Haile I
Selassie I
greetings
well first let I start off by saying this sistren is of an age...so at times i forget that some expressions most may not be familiar with.
when this sis says slave food....
InI started sighting Rastafar I in the mid 70's....in the early seventies though, this sis was how can i say...rather revolutionary is a mild statement but suffices for now...InI comrades and I were very much aware of the system and so and had been actively studying everything we could get our hands on in order to survive, what we saw to be at that time, the revolution (and that was inclusive of food).
there are things that we re-named slave food and refused to touch ever again because of the significance of them...if the I's follow what this sis is trying to say....sometimes this sis trips over tongue so to speak.
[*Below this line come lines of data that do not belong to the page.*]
PR #1157, opened 2023-08-22
Improve schema limits

jshearer:
**Description:**

* Replace per-subschema field limit with a global complexity limit, currently set at 1000 total fields.
* Add a `--flow.enable-schema-inference` flag to `flowctl-go serve consumer` to enable schema inference for capture tasks

- - -
This change is [Reviewable](https://reviewable.io/reviews/estuary/flow/1157)

### DIFF
--- a/crates/doc/src/shape/limits.rs
+++ b/crates/doc/src/shape/limits.rs
@@ -1,63 +1,164 @@
 // This module defines limits which are used to simplify complex,
 // typically inferred schema Shapes.
 use super::*;
-use json::Location;
+use crate::{ptr::Token, Pointer};
+use itertools::Itertools;
+use std::cmp::Ordering;
 
-// Prune any locations in this shape that have more than the allowed fields,
-// squashing those fields into the `additionalProperties` subschema for that location.
-pub fn enforce_field_count_limits(slf: &mut Shape, loc: Location) {
-    // TODO: If we implement inference/widening of array tuple shapes
-    // then we'll need to also check that those aren't excessively large.
-    if slf.type_.overlaps(types::ARRAY) {
-        if let Some(array_shape) = slf.array.additional_items.as_mut() {
-            enforce_field_count_limits(array_shape, loc.push_item(0));
+fn resolve_shape_mut(shape: &mut Shape, field: Token) -> Option<&mut Shape> {
+    match field {
+        Token::Index(idx) => shape.array.tuple.get_mut(idx),
+        Token::Property(prop_name) if prop_name == "*" => {
+            shape.object.additional_properties.as_deref_mut()
         }
-    }
-
-    if !slf.type_.overlaps(types::OBJECT) {
-        return;
-    }
-
-    let limit = match loc {
-        Location::Root => MAX_ROOT_FIELDS,
-        _ => MAX_NESTED_FIELDS,
-    };
-
-    if slf.object.properties.len() > limit {
-        // Take all of the properties' shapes and
-        // union them into additionalProperties
-
-        let existing_additional_properties = slf
-            .object
-            .additional_properties
-            // `Shape::union` takes owned Shapes which is why we
-            // have to take ownership here.
-            .take()
-            .map(|boxed| *boxed)
-            .unwrap_or(Shape::nothing());
-
-        let merged_additional_properties = slf
+        Token::Property(prop_name) => shape
             .object
             .properties
-            // As part of squashing all known property shapes together into
-            // additionalProperties, we need to also remove those explicit properties.
-            .drain(..)
-            .fold(existing_additional_properties, |accum, mut prop| {
-                // Recur here to avoid excessively large `additionalProperties` shapes
-                enforce_field_count_limits(&mut prop.shape, loc.push_prop(&prop.name));
-                Shape::union(accum, prop.shape)
-            });
+            .iter_mut()
+            .find(|prop| *prop.name == *prop_name)
+            .map(|inner| &mut inner.shape),
+        Token::NextIndex => shape.array.additional_items.as_deref_mut(),
+    }
+}
 
-        slf.object.additional_properties = Some(Box::new(merged_additional_properties));
-    } else {
-        for prop in slf.object.properties.iter_mut() {
-            enforce_field_count_limits(&mut prop.shape, loc.push_prop(&prop.name))
+fn squash_location_inner(shape: &mut Shape, name: Token) {
+    match name {
+        Token::Index(idx) => {
+            // Remove location from parent properties
+            let shape_to_squash = shape.array.tuple.remove(idx);
+
+            if let Some(addl_items) = &shape.array.additional_items {
+                shape.array.additional_items =
+                    Some(Box::new(Shape::union(*addl_items.clone(), shape_to_squash)));
+            } else {
+                shape.array.additional_items = Some(Box::new(shape_to_squash));
+            }
+        }
+        Token::Property(prop_name) => {
+            let prop_position = shape
+                .object
+                .properties
+                .iter()
+                .position(|prop| *prop.name == *prop_name);
+
+            if let Some(prop_position) = prop_position {
+                // Remove location from parent properties
+                let ObjProperty {
+                    shape: shape_to_squash,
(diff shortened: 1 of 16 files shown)


jgraettinger (commented):
A few comments, looking good!

crates/doc/src/shape/limits.rs
```diff
@@ -1,63 +1,164 @@
...
+
+                // First check to see if it matches a pattern
+                // and if so squash into that pattern's shape
+                if let Some(pattern) = shape
+                    .object
+                    .pattern_properties
+                    .iter_mut()
+                    .find(|pattern| regex_matches(&pattern.re, &prop_name))
+                {
+                    pattern.shape = Shape::union(pattern.shape.clone(), shape_to_squash)
```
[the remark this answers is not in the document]
jshearer: I went down this path and found out that there's no `replace_with` (see [this RFC](https://github.com/rust-lang/rfcs/pull/1736)), which is what I want here: take ownership of `pattern.shape`, compute something new using that owned value, and put that mapped value back. Instead it looks like we must replace with _something_.. so I'll change this to replacing with `Shape::nothing()`, only to throw that value away once `union()` completes. This is still significantly better than cloning.

crates/doc/src/shape/limits.rs
```diff
@@ -1,63 +1,164 @@
...
-            enforce_field_count_limits(&mut prop.shape, loc.push_prop(&prop.name))
+/// Reduce the size/complexity of a shape while making sure that all
+/// objects that used to pass validation still do.
+pub fn enforce_shape_complexity_limit(shape: &mut Shape, limit: usize) {
+    let mut locations = shape
+        .locations()
+        .into_iter()
+        .filter_map(|(ptr, _, shape, _)| {
+            if ptr.0.len() > 0 {
+                Some((ptr, shape.clone()))
```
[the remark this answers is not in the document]
jshearer: Oops, leftover. removed 👍

crates/doc/src/shape/limits.rs
```diff
@@ -1,63 +1,164 @@
...
+            .pop()
+            .expect("locations vec was just checked to be non-empty");
+
+        squash_location(shape, location_ptr);
     }
 }
 
-pub const MAX_ROOT_FIELDS: usize = 750;
-pub const MAX_NESTED_FIELDS: usize = 200;
+pub const DEFAULT_SCHEMA_COMPLEXITY_LIMIT: usize = 2000;
```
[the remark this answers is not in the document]
jshearer: @dyaffe asked for 2k because redshift has a 1,600 column limit. Happy to do either one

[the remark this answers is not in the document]
jgraettinger: we discussed, 1k was the resolution. Thanks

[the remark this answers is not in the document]
jshearer: ok!

crates/doc/src/shape/limits.rs
```diff
@@ -1,63 +1,180 @@
...
+use itertools::Itertools;
+use std::cmp::Ordering;
+
+// This logic somewhat overlaps with [`Shape::locate_token`], but
+// here we don't care about recursion, we don't care about how the location
+// may or may not exist, and most importantly we need an &mut Shape.
+fn resolve_shape_mut(shape: &mut Shape, field: Token) -> Option<&mut Shape> {
+    match field {
+        Token::Index(idx) => shape.array.tuple.get_mut(idx),
+        Token::Property(prop_name) if prop_name == "*" => {
```
jgraettinger, line 14: nit: the `Token::Property` and `Token::NextIndex` cases are no longer possible, right? Can the become `unreachable!` ?

crates/doc/src/shape/limits.rs
```diff
@@ -1,63 +1,180 @@
...
-                enforce_field_count_limits(&mut prop.shape, loc.push_prop(&prop.name));
-                Shape::union(accum, prop.shape)
-            });
-
-        slf.object.additional_properties = Some(Box::new(merged_additional_properties));
-    } else {
-        for prop in slf.object.properties.iter_mut() {
-            enforce_field_count_limits(&mut prop.shape, loc.push_prop(&prop.name))
+            shape_to_squash.array.additional_items =
+                squash_addl_properties(shape_to_squash.array.additional_items);
```
jgraettinger, line 59: can't you just set `additional_items` and `additional_properties` to `None` ?

nit: if you can't and must keep this, then `squash_addl_properties` => `squash_addl` ? sometimes item, sometimes property

crates/doc/src/shape/limits.rs
```diff
@@ -1,63 +1,180 @@
...
+
+    if pointers.len() < limit {
+        return;
+    }
+
+    pointers.sort_by(|a_ptr, b_ptr| {
+        // order by depth, then lexicographically
+        match a_ptr.0.len().cmp(&b_ptr.0.len()) {
+            // Same depth, stably sort lexicographically
+            Ordering::Equal => a_ptr.to_string().cmp(&b_ptr.to_string()),
```
jgraettinger, line 163: optional overly-pedantic improvement: It'd make sense to me, to implement a total ordering for `doc::Pointer`.

There's still a small bit of weirdness where `/foo/9/stuff` will get pruned before `/foo/10/stuff`, which won't actually come up in practice because we don't infer tuples. It's also mildly more efficient (avoids string serialization).

jgraettinger (approved):
LGTM % final comments!

crates/doc/src/shape/limits.rs
jshearer: Ah, this was as simple as deriving `PartialOrd, Ord` for `doc::Pointer`, neat. Done!

crates/doc/src/shape/limits.rs
```diff
@@ -1,63 +1,180 @@
...
 }
 
-pub const MAX_ROOT_FIELDS: usize = 750;
-pub const MAX_NESTED_FIELDS: usize = 200;
+fn squash_location(shape: &mut Shape, location: &[Token]) {
+    match location {
+        [] => unreachable!(),
+        [first] => squash_location_inner(shape, first),
+        [first, more @ ..] => {
+            let inner = resolve_shape_mut(shape, first.to_owned()).expect(&format!(
```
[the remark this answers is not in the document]
jshearer: I inlined it 👍

crates/doc/src/shape/limits.rs
jshearer: Yup, `unreachable!`'d them

crates/doc/src/shape/limits.rs
```diff
@@ -1,63 +1,180 @@
...
+/// Reduce the size/complexity of a shape while making sure that all
+/// objects that used to pass validation still do.
+pub fn enforce_shape_complexity_limit(shape: &mut Shape, limit: usize) {
+    let mut pointers = shape
+        .locations()
+        .into_iter()
+        .filter_map(|(ptr, _, _, _)| {
+            let last = ptr.0.last();
+            // Checking that the pointer has at least one item in it
+            if let Some(last) = last {
```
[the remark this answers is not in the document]
jshearer: Totally thought I was using `is_additionalx_field` elsewhere, but I'm not. Inlined 👍

crates/doc/src/shape/limits.rs
jgraettinger: Oh, that's perfect. :heart: Rust.

crates/doc/src/shape/limits.rs
jshearer: I take that back. Consider
```yaml
type: object
additionalProperties:
  type: object
  properties:
    foo: string
    bar: integer
```
We need to be able to squash `/*/foo` and `/*/bar` into `/*`. I'm looking at what we need to do to make this work..

jshearer: Ok, I think the solution is: filter out locations like `/foo/bar/*` where the `*` or `-` is a leaf node. Then these can still be `unreachable!`, and we reduce the number of locations we walk

PR #1159, opened 2023-08-23
Fix task failures sending over-large blocks to Slack

jshearer:
Limit message blocks generated by `ops.us-central1.v1/failure-notifications/v1` to be under the 3000 character limit.

This was deployed, but never committed so got rolled back. I deployed this again just now, so this is already live

- - -
This change is [Reviewable](https://reviewable.io/reviews/estuary/flow/1159)


jgraettinger (approved):
LGTM

PR #1160, opened 2023-08-23
Phil/update gazette

psFried:
**Description:**

Rolls up a couple of miscellaneous fixes.
- Updates the rust protobuf-generated code to include the `notBefore` changes
- Updates the gazette dependency to the lastest tip of master, to pull in gazette/core#347

@skord, this ought to fix the `shards prune` errors, so we should be good to try that job again after this merges

- - -
This change is [Reviewable](https://reviewable.io/reviews/estuary/flow/1160)


jgraettinger (approved):
LGTM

pork....no ingesting of pork. experiment: take a raw piece of pork, and put it in a shallow pan...pour coke or denatured alcohol over the pork....wait 5 minutes a pour a bit more over the pork....begin to watch the piece of pork....small likkle worms will start to surface on the meat.
chittlings, mawls, pigs feet, pig tails, pig ears, chicken feet, any kind of neckbone, tripe, pig stomach, pig snout, animal balls, any kinds of animal tails, etc.....all these things the "massa" chucked out the back door to the slaves and they had to figure out somehow to cook these leavings of the white man in order to feed thier families.....so we called those foods....slave foods and refused to eat them and encouraged others to do the same.
salt, fatback, or any salt cured meats.....we reasoned that ones ancestors were captured and enslaved in, and then taken from Afrika....across the sea.....and the sea is full of what.....salt....and many ancestors were either thrown overboard after dying on the ship, or they jumped to thier death rather than be enslaved....so salt, to us, in that time, was significant enuff to us to make the decision not to ingest it anymore.
just an old school vibe really...but pertinent in this time as well.
sometimes, not often, i use sea salt...but that is rare...i mostly use it to draw out the liquid from eggplant to that it will fry up crispy and light.....just a bit though....and i sometimes sprinkle a bit on cucumbers or tomatoes if they are raw. but for YEARS AND YEARS i did not eat it all.
oregano does give food a bit of a salty taste....or nori flakes as a salt substitution is good.